== Segment start ==

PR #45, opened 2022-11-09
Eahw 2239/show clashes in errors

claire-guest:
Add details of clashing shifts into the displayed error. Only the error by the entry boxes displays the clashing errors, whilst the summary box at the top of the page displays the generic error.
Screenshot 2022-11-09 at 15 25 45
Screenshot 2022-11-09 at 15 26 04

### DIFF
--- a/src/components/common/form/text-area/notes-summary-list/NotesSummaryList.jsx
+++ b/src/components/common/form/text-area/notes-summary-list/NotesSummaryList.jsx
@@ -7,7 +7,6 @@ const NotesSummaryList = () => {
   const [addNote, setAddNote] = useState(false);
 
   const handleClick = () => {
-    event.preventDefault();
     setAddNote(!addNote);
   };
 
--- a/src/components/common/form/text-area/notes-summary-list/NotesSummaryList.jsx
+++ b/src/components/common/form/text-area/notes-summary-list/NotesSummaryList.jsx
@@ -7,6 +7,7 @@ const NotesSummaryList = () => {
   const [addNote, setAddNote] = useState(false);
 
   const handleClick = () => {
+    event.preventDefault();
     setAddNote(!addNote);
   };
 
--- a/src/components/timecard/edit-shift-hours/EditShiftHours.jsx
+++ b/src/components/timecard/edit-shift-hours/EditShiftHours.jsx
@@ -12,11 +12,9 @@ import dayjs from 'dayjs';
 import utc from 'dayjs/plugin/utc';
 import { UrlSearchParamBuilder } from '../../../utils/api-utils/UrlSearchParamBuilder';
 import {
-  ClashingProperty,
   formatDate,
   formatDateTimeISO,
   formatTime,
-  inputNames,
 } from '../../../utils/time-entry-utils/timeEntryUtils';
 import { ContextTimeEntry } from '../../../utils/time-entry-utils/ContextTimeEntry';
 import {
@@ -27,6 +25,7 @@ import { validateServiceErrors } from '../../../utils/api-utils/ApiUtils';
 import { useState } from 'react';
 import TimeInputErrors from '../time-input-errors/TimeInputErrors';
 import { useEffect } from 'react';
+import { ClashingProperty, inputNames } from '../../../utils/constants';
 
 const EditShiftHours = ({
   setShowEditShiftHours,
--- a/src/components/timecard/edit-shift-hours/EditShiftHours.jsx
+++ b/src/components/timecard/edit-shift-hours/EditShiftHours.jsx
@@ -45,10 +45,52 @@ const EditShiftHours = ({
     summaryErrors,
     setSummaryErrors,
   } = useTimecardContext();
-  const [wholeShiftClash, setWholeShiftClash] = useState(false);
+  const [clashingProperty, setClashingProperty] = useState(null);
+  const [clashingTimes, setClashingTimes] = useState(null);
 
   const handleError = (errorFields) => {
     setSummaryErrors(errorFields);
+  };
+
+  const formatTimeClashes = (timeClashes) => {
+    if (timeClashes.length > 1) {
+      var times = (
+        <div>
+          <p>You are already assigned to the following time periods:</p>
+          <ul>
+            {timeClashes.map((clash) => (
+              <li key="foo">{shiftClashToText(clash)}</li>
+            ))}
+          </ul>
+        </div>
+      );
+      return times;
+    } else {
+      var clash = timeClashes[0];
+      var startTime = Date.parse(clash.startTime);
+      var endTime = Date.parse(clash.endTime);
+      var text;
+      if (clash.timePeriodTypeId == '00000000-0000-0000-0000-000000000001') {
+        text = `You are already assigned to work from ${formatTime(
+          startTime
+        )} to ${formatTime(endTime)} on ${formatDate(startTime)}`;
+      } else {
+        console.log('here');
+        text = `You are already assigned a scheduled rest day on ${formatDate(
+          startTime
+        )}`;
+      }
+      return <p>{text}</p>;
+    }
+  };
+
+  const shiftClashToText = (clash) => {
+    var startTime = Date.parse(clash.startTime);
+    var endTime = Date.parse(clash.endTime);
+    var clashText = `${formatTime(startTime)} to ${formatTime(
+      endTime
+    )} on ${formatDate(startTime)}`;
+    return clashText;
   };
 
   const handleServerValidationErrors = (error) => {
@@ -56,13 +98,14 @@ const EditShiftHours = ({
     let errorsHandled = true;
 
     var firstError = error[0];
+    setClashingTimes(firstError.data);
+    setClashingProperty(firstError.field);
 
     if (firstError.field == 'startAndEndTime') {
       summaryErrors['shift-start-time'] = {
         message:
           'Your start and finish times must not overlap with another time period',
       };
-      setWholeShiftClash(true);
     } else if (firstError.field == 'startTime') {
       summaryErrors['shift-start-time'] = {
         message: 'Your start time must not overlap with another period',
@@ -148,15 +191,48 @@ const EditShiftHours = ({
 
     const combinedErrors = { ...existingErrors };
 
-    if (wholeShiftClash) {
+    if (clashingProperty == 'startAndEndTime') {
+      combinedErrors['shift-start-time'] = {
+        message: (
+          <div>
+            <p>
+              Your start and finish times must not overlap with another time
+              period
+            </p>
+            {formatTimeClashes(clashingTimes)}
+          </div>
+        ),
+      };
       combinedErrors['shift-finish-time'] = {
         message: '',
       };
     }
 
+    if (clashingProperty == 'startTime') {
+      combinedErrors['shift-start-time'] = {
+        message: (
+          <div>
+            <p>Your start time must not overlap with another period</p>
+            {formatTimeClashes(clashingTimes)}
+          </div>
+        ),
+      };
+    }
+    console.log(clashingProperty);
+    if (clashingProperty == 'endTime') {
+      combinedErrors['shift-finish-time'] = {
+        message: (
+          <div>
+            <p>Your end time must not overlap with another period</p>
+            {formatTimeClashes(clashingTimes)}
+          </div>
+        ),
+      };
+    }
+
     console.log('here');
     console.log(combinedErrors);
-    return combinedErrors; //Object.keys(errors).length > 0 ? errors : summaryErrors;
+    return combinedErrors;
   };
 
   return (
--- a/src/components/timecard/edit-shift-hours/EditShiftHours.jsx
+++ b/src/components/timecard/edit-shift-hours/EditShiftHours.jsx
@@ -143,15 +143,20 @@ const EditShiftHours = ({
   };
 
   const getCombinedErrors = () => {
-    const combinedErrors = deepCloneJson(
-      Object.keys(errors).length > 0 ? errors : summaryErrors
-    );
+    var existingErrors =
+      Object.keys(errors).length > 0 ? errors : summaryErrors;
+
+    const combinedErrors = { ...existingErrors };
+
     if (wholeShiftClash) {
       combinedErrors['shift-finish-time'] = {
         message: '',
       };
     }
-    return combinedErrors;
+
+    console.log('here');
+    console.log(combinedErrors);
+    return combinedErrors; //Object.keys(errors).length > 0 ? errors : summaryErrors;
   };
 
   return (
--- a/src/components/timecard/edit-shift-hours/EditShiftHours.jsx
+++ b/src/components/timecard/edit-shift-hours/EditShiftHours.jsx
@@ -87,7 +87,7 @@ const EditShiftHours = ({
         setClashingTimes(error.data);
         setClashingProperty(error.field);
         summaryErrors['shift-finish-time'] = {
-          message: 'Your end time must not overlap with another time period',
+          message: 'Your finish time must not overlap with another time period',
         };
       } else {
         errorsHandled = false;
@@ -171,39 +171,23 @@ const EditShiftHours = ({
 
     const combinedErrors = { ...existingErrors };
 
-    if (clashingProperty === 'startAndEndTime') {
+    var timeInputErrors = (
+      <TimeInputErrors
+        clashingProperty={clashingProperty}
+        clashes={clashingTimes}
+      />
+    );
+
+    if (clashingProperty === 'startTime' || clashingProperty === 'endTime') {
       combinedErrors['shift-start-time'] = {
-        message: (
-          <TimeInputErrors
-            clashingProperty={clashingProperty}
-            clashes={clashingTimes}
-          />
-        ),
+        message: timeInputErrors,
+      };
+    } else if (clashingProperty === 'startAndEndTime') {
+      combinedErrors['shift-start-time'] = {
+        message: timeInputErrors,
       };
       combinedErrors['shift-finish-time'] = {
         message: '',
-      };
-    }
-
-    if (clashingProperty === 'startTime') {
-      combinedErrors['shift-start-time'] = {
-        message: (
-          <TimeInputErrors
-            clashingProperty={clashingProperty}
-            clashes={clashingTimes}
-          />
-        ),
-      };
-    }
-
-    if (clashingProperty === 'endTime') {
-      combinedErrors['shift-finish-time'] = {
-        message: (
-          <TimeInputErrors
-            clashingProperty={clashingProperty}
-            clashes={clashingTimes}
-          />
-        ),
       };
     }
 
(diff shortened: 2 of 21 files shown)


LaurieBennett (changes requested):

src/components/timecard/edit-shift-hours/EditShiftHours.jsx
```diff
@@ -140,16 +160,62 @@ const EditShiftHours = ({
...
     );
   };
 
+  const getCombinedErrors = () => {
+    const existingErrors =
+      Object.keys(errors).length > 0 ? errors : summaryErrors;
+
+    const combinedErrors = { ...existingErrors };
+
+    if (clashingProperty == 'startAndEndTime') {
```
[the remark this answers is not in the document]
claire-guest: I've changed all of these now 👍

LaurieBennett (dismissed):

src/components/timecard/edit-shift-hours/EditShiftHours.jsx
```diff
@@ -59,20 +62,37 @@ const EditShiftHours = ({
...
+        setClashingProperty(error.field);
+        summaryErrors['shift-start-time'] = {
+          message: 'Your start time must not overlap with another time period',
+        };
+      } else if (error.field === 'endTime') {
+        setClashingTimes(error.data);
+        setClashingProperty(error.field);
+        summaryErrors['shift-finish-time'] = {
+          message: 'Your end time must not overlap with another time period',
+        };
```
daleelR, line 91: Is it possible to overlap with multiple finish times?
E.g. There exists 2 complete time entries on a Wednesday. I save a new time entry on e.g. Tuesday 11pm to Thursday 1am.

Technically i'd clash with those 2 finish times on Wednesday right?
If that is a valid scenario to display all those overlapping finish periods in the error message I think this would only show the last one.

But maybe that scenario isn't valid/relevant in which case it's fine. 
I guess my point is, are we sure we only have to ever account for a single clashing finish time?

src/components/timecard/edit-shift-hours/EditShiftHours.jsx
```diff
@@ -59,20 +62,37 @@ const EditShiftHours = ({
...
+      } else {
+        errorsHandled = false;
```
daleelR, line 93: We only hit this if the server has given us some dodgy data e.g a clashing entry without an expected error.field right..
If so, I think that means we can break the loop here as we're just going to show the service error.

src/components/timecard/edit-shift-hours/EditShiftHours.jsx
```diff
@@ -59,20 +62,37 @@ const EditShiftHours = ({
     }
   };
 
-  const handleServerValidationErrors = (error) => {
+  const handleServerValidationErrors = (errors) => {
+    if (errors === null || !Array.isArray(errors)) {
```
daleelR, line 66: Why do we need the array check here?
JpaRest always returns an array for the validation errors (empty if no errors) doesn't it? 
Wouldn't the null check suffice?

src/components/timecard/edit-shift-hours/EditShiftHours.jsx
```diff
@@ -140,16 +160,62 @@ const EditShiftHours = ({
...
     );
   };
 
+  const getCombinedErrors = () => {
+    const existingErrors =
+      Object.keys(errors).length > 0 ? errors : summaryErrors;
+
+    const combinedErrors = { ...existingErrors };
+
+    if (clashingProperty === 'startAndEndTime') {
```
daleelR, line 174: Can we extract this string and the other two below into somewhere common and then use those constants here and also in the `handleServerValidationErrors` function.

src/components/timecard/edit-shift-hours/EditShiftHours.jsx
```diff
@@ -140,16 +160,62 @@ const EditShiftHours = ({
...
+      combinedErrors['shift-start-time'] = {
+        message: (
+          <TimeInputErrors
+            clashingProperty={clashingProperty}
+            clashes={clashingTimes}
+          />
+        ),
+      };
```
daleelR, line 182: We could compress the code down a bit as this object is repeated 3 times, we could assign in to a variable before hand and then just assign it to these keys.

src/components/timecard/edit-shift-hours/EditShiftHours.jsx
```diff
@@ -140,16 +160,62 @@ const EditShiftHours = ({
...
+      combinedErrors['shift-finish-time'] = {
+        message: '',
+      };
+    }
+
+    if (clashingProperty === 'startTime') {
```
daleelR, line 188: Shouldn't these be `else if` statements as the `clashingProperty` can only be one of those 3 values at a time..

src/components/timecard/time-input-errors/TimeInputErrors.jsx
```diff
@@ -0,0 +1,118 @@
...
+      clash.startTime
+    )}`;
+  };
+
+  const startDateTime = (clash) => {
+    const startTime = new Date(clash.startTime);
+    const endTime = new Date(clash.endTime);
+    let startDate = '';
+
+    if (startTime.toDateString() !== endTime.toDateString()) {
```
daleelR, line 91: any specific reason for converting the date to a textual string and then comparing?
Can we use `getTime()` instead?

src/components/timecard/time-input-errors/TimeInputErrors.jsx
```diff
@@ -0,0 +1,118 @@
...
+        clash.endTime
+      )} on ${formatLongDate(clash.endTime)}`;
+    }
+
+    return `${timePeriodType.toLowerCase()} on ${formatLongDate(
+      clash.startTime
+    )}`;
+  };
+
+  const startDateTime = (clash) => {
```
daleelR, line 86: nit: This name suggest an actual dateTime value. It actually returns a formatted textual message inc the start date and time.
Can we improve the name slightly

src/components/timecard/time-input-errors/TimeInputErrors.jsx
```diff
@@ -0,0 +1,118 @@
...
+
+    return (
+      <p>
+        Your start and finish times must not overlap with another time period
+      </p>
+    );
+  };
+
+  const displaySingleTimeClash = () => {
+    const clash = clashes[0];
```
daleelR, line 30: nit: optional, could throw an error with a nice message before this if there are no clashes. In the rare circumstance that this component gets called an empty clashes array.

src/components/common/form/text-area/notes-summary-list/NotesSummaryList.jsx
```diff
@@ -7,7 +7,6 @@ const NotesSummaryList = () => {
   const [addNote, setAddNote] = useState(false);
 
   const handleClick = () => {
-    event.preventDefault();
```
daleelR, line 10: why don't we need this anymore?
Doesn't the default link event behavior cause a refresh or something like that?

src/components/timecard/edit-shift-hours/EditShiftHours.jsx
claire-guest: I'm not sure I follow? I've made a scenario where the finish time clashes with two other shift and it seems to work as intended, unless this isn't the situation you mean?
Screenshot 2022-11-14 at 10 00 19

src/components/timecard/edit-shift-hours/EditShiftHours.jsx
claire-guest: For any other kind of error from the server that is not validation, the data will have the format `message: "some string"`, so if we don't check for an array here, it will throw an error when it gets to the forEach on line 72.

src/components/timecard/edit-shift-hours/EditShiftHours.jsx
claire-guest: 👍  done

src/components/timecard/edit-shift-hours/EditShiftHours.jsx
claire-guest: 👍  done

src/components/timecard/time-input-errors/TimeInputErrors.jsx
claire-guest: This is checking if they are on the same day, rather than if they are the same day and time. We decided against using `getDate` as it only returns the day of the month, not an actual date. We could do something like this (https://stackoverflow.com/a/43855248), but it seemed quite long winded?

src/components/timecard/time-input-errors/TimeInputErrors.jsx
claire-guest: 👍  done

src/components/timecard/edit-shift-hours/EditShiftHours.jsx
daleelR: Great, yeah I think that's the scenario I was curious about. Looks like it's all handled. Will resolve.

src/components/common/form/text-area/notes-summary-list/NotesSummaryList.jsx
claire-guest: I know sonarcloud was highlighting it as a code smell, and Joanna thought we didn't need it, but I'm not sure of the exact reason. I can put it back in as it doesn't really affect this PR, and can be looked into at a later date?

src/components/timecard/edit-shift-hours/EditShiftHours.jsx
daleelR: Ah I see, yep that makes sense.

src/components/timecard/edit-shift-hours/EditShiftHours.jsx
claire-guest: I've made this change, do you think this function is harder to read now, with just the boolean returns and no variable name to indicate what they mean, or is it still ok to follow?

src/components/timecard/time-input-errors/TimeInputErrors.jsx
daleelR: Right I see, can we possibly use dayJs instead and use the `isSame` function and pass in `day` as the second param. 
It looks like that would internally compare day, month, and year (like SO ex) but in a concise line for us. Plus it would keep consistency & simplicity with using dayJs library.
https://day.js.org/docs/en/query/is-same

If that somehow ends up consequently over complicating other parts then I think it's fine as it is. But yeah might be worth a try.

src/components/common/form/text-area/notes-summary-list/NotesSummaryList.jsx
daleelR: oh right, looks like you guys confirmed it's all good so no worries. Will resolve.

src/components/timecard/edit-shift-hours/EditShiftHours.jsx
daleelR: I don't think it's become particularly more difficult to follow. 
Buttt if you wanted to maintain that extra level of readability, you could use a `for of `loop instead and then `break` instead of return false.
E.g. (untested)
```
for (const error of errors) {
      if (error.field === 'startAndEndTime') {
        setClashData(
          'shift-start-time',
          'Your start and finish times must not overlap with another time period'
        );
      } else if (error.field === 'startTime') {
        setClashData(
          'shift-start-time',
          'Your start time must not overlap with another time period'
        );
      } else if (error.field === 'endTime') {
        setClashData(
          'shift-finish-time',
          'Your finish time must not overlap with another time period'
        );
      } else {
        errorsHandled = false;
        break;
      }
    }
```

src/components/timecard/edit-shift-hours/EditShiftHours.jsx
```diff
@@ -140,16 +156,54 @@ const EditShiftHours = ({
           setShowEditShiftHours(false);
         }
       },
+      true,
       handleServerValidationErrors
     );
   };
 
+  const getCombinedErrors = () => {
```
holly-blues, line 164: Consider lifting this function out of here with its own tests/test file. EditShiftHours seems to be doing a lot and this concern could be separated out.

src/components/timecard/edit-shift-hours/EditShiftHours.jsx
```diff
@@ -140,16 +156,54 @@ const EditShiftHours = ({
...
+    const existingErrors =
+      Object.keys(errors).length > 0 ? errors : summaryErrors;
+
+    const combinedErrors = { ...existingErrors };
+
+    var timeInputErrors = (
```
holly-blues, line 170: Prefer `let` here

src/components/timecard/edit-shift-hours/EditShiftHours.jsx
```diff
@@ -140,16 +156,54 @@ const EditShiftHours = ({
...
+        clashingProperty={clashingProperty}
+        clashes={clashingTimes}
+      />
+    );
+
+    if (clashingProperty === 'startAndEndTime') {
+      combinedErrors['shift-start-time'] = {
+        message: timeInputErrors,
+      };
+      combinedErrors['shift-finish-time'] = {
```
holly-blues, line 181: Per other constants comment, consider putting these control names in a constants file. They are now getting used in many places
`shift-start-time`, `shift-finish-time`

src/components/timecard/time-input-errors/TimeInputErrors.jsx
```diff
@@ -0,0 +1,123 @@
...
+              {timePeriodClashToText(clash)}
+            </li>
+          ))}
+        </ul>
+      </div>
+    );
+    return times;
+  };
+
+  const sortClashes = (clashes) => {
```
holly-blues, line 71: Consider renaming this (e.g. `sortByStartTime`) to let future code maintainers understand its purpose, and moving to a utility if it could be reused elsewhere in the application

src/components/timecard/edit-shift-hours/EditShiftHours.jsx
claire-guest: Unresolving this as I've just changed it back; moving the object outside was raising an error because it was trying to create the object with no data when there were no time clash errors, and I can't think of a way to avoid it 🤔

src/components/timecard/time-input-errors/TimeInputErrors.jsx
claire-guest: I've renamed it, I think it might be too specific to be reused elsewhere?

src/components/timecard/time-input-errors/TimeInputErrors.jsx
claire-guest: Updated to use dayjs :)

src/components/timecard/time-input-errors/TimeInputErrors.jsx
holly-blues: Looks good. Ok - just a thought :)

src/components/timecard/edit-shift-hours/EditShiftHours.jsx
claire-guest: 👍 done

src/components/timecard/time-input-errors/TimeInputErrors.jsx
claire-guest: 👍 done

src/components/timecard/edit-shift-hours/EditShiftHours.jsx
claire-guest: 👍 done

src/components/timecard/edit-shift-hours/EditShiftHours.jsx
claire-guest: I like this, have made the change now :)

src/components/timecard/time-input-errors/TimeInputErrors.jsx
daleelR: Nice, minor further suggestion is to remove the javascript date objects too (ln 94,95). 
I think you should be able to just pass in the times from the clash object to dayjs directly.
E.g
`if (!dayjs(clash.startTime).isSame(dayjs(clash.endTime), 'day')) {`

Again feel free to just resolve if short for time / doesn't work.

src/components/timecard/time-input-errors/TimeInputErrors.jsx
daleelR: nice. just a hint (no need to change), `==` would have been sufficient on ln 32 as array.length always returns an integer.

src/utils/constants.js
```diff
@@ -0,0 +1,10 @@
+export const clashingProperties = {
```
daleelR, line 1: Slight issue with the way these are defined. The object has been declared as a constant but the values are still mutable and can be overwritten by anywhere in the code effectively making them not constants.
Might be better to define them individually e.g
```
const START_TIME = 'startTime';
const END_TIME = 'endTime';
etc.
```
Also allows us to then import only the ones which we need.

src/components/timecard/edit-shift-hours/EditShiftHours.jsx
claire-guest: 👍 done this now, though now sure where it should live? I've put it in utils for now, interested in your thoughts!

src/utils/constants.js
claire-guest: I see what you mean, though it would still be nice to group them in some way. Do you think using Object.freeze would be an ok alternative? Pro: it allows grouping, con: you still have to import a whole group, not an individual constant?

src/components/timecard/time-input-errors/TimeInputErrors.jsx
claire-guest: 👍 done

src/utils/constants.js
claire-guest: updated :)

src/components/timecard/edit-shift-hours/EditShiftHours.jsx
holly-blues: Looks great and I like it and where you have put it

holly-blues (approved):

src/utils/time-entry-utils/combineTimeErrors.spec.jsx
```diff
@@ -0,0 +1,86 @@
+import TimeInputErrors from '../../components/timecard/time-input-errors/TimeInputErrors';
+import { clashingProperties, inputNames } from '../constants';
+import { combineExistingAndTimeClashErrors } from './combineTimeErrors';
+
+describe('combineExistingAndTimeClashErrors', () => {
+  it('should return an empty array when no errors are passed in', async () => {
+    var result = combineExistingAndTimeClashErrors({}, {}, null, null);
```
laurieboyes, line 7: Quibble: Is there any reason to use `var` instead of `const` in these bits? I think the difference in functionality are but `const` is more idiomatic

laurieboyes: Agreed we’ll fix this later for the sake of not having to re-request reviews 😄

== Segment end ==

WHAT THE EXERCISE ASKS: Gather every line from the listing above in which "Screenshot" appears, and copy those lines.

ANSWER SPACE:
Screenshot 2022-11-09 at 15 25 45
Screenshot 2022-11-09 at 15 26 04
Screenshot 2022-11-14 at 10 00 19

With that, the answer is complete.